- PROBLEM
Every line below that carries the word "from" needs to be copied.

- Dataset entries
* * * *

PR #2977, opened 2022-10-26
fix the index creation

irevoire:
When an index is being created we insert it in the index_map straight away to avoid someone else from trying to re-open it. The definitive fix should be made on milli's side

### DIFF
--- a/index-scheduler/src/index_mapper.rs
+++ b/index-scheduler/src/index_mapper.rs
@@ -75,8 +75,11 @@ impl IndexMapper {
 
     /// Get or create the index.
     pub fn create_index(&self, mut wtxn: RwTxn, name: &str) -> Result<Index> {
-        let ret = match self.index(&mut wtxn, name) {
-            Ok(index) => Ok(index),
+        match self.index(&mut wtxn, name) {
+            Ok(index) => {
+                wtxn.commit()?;
+                Ok(index)
+            }
             Err(Error::IndexNotFound(_)) => {
                 let uuid = Uuid::new_v4();
                 self.index_mapping.put(&mut wtxn, name, &uuid)?;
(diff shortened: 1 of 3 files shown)


index-scheduler/src/index_mapper.rs
```diff
@@ -83,7 +83,14 @@ impl IndexMapper {
 
                 let index_path = self.base_path.join(uuid.to_string());
                 fs::create_dir_all(&index_path)?;
-                self.create_or_open_index(&index_path)
+                let index = self.create_or_open_index(&index_path)?;
+
+                // TODO: this is far from perfect. If the caller don't commit or fail his commit
+                // then we end up with an available index that should not exist and is actually
+                // not available in the index_mapping database.
+                self.index_map.write().unwrap().insert(uuid, Available(index.clone()));
```
Kerollmops, line 91: Can't we take the `wtxn` by ownership and commit on our side, only inserting the index in the hashmap if it worked?

Kerollmops: Also, shouldn't we check that the value is not already in a `BeingDeleted` state, and don't insert it if so?

Kerollmops (changes requested):

index-scheduler/src/index_mapper.rs
irevoire: But we actually want to insert it even if it’s in a BeingDeleted state no?
It'll still be deleted later.

> Can't we take the wtxn by ownership and commit on our side, only inserting the index in the hashmap if it worked?

Maybe we could, maybe not, I think it would change a lot of code and I don’t really have the time rn but we can check it together in a few minutes

index-scheduler/src/index_mapper.rs
```diff
@@ -74,16 +74,29 @@ impl IndexMapper {
...
-                self.index_mapping.put(wtxn, name, &uuid)?;
+                self.index_mapping.put(&mut wtxn, name, &uuid)?;
 
                 let index_path = self.base_path.join(uuid.to_string());
                 fs::create_dir_all(&index_path)?;
-                self.create_or_open_index(&index_path)
+                let index = self.create_or_open_index(&index_path)?;
+
+                wtxn.commit()?;
+                // TODO: it would be better to lazyly create the index. But we need an Index::open function for milli.
```
Kerollmops, line 92:
```suggestion
                // TODO: it would be better to lazily create the index. But we need an Index::open function for milli.
```

Kerollmops (approved):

* * * *

- TASK OUTPUT
When an index is being created we insert it in the index_map straight away to avoid someone else from trying to re-open it. The definitive fix should be made on milli's side
+                // TODO: this is far from perfect. If the caller don't commit or fail his commit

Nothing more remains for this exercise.